But if Sparrow’s statements were baldly racist, they were hardly singular, and many say the groundswell of anger they set off was at least in part due to the symbolic importance of the experience. 

“The psychic space that beaches occupy for both black and white South Africans is one of privilege,” says Sisonke Msimang, a social commentator and writer. “Beaches have always been coveted spaces in part because of the kind of luxury and escape and leisure time they symbolize. That’s why Penny Sparrow’s comments are so important – she’s questioning people’s right to access not just a public space, but a particularly privileged one.”   

Under apartheid, nearly all of the most central and desirable beaches ​were ​reserved for whites. Well into the 1980s, protesters who staged multiracial sit-ins on white beaches were driven away by teargas and snarling police dogs, and in 1987, President P.W. Botha ordered Allan Hendrickse, a mixed race member of his cabinet, to issue a humiliating public apology after he took a short swim on a “whites only” beach in the city of Port Elizabeth. 

Although beaches formally desegregated in 1990, access often remains informally restricted by the legacies of apartheid urban​ planning, which continue to confine many African, Indian, and coloured (mixed-race) South Africans to the fringes of coastal cities, far from the waterfront.
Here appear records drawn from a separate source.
PR #3339, opened 2024-01-30
Add exception to `requireCanaryStableServices` to disable validation when using the `hashicorp/consul` plugin

wilkermichael:
Checklist:


david-yu:
Hi @zachaller friendly nudge, if you're able to review this PR for Consul Service Mesh.

pkg/apis/rollouts/validation/validation_test.go
```diff
@@ -129,6 +129,80 @@ func TestValidateRolloutStrategyBlueGreen(t *testing.T) {
 	assert.Equal(t, ScaleDownLimitLargerThanRevisionLimit, allErrs[1].Detail)
 }
 
+func TestValidateRolloutStrategyCanaryMissingServiceNames(t *testing.T) {
```
zachaller, line 132: Can we add a few test that use two traffic routers one where both are required to have canary service and one where it one requires it and one does not.

thisisnotashwin: Added some test cases with multiple routers where one requires the canary services and one or more do not to ensure they error as expected.

zachaller (approved):

thisisnotashwin:
Thanks so much for helping with this PR @zachaller

PR #3350, opened 2024-02-04
feat: allow analysis run to use separate kubeconfig for jobs

### LINKED ISSUE #3337: Option to specify a different KUBECONFIG where Analysis vs. Jobs would run
# Summary

Currently, when using the Job metric, the Job object will be created in the same cluster where the AnalysisRun resides. This proposal is to introduce a configuration option (environment variable) where a JOB_KUBECONFIG could be pointed to a **_different_** cluster where Jobs would be created (different from the AnalysisRuns).

# Use Cases

Having this option would enable some multi-cluster use cases, namely the ability for AnalysisTemplates, AnalysisRuns to be defined at a central location, without having to deploy/distribute the CRDs or AnalysisTemplates/Runs to workload clusters.

This should of course be an optional setting -- if the option is unspecified, the controller would maintain the current behavior. 

## Other notes

In addition to having a remote setting, the jobs should also have the option to be created using in-cluster credentials (instead of static credentials).

---

gdsoumya:
Fixes #3337 

This PR :
1. Enables setting `ARGO_ROLLOUTS_ANALYSIS_JOB_KUBECONFIG` to specify custom k8s config for running analysis jobs.
2. Also provides `ARGO_ROLLOUTS_ANALYSIS_JOB_NAMESPACE` to specify a different namespace from the analysis run to execute the job.

NOTE:

Setting custom `ARGO_ROLLOUTS_ANALYSIS_JOB_NAMESPACE` and `ARGO_ROLLOUTS_ANALYSIS_JOB_KUBECONFIG` will prevent automatic GC of jobs when analysis runs are deleted.

Checklist:


jessesuen (approved):
I did a careful review of this one and could not find anything. This LGTM!

jessesuen:
@zachaller did you want a chance to review this before merging? FWIW, we have also done manual, end-to-end testing of the feature.

zachaller:
I will take deeper look tomorrow, however one of my first thoughts is consistency with ENV var naming. Due to past [conventions](https://github.com/argoproj/argo-rollouts/pull/1956#discussion_r855856441) both plugins and various metric providers use `ARGO_ROLLOUTS_`  prefixes for env vars. I lean towards keeping consistent with that even though this somewhat piggy backs of of kubeclients KUBECONFIG env var. I tend to always prefer consistency though. Thoughts?

gdsoumya:
> I will take deeper look tomorrow, however one of my first thoughts is consistency with ENV var naming. Due to past [conventions](https://github.com/argoproj/argo-rollouts/pull/1956#discussion_r855856441) both plugins and various metric providers use `ARGO_ROLLOUTS_` prefixes for env vars. I lean towards keeping consistent with that even though this somewhat piggy backs off of kubeclients KUBECONFIG env var. I tend to always prefer consistency though. Thoughts?

Would you prefer `ARGO_ROLLOUT_ANALYSIS_JOB_KUBECONFIG` and `ARGO_ROLLOUTS_ANALYSIS_JOB_NAMESPACE` ? I dropped the prefix as the env was getting a bit long and also because we recently added the only analysis mode which makes it a standalone feature so thought just having `ANALYSIS_` prefix might work. Though I don't have a strong opinion on this and if you and @jessesuen feel a bigger env name isn't a issue I'll add it.

jessesuen:
Thanks @zachaller, that's a great call out. I agree the ARGO_ROLLOUTS_ prefix is an important convention to keep. So despite the long name, let's use that.

gdsoumya:
Updated env names

zachaller (approved):
LGTM

PR #3371, opened 2024-02-14
feat: ping pong support for istio

zachaller:
Checklist:


test/e2e/istio_test.go
```diff
@@ -492,3 +492,124 @@ func (s *IstioSuite) TestIstioSubsetSplitExperimentStep() {
...
+		Then().
+		//Assert(assertWeights(s, "ping-service", "pong-service", 100, 0))
+		Assert(func(t *fixtures.Then) {
+			vsvc := t.GetVirtualService()
+			assert.Equal(s.T(), int64(100), vsvc.Spec.HTTP[0].Route[0].Weight)
+			assert.Equal(s.T(), int64(0), vsvc.Spec.HTTP[0].Route[1].Weight)
+		})
+}
+
+func (s *IstioSuite) TestIstioSubsetSplitPingPong() {
```
mayzhang2000, line 547: I am not sure we need this test case since splinting by subset does not need to provide stable or canary service, nor ping pong service.

pkg/apis/rollouts/validation/validation_test.go
```diff
@@ -284,6 +284,10 @@ func TestValidateRolloutStrategyCanary(t *testing.T) {
 		validRo.Spec.Strategy.Canary.Steps[0].SetWeight = pointer.Int32(10)
 		validRo.Spec.Strategy.Canary.CanaryService = ""
 		validRo.Spec.Strategy.Canary.StableService = ""
+		validRo.Spec.Strategy.Canary.PingPong = &v1alpha1.PingPongSpec{
```
leoluz, line 287: Shouldn't we add a new testcase for istio?

rollout/trafficrouting/istio/istio_test.go
```diff
@@ -263,6 +298,72 @@ spec:
         host: canary
       weight: 0`
 
+const regularMixedVsvcPingPong = `apiVersion: networking.istio.io/v1alpha3
```
leoluz, line 301: I prefer using `go:embed` directive to accomplish the same goal of having a large file instantiating its contents in a variable. This approach is cleaner/easier to maintain and doesn't require any additional tooling. 

See the following PR as an example:
https://github.com/argoproj/argo-cd/pull/17404/files

leoluz (commented):
Please check my minor comments

rollout/trafficrouting/istio/istio_test.go
zachaller: Yea, I kept it the way it is because it is consistent with all the other tests for istio

pkg/apis/rollouts/validation/validation_test.go
zachaller: added new test instead of piggy backing off one

leoluz (approved):
LGTM

rollout/trafficrouting/istio/istio_test.go
leoluz: sure.. but we have to start somewhere ¯\_(ツ)_/¯

PR #3377, opened 2024-02-16
docs: Update shell autocompletion instructions

jopit:
The docs currently describe how to enable shell auto completion for the rollouts CLI when run as a standalone binary, but the don't describe how to get auto completion to work when used from `kubectl`.

This PR updates the docs with instructions on how this can be done, based on the information here: https://github.com/kubernetes/enhancements/tree/master/keps/sig-cli/2379-kubectl-plugins#shell-completion-support

This works with `kubectl` version 1.26 and newer.

Checklist:

### DIFF
--- a/docs/installation.md
+++ b/docs/installation.md
@@ -81,7 +81,21 @@ kubectl argo rollouts version
 
 ## Shell auto completion
 
-The CLI can export shell completion code for several shells.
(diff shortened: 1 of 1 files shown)


zachaller (approved):

kzap:
@jopit how does this work just by putting a file in `/usr/local/bin/` ? Is that a known path or must one also setup `kubectl argo rollouts completion bash` ?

Still, on one day each year – New Year’s Day – even the country’s most elite public beaches briefly transform, their legions of surfers and sun-tanning tourists replaced by tens of thousands of revelers from nearby townships and farming communities. Many, like September’s family, choose to visit then because it is the only time of year they can both shoulder the costs and muster a day off. 

Even today, September says, memories of those New Year’s trips are among the happiest he has of a childhood punctuated by “daily reminders that I was considered subhuman.” Although he now works as an administrator at a university hundreds of miles from the coast, on the rare occasions when he visits the beach he says the feeling is the same as it always was. 

“I find it healing and reflective and humbling to be there, just this tiny thing against this mighty ocean,” he says. “It’s a great equalizer in that we’re all these tiny little people. The ocean doesn’t care whether you’re black or white or rich or poor.”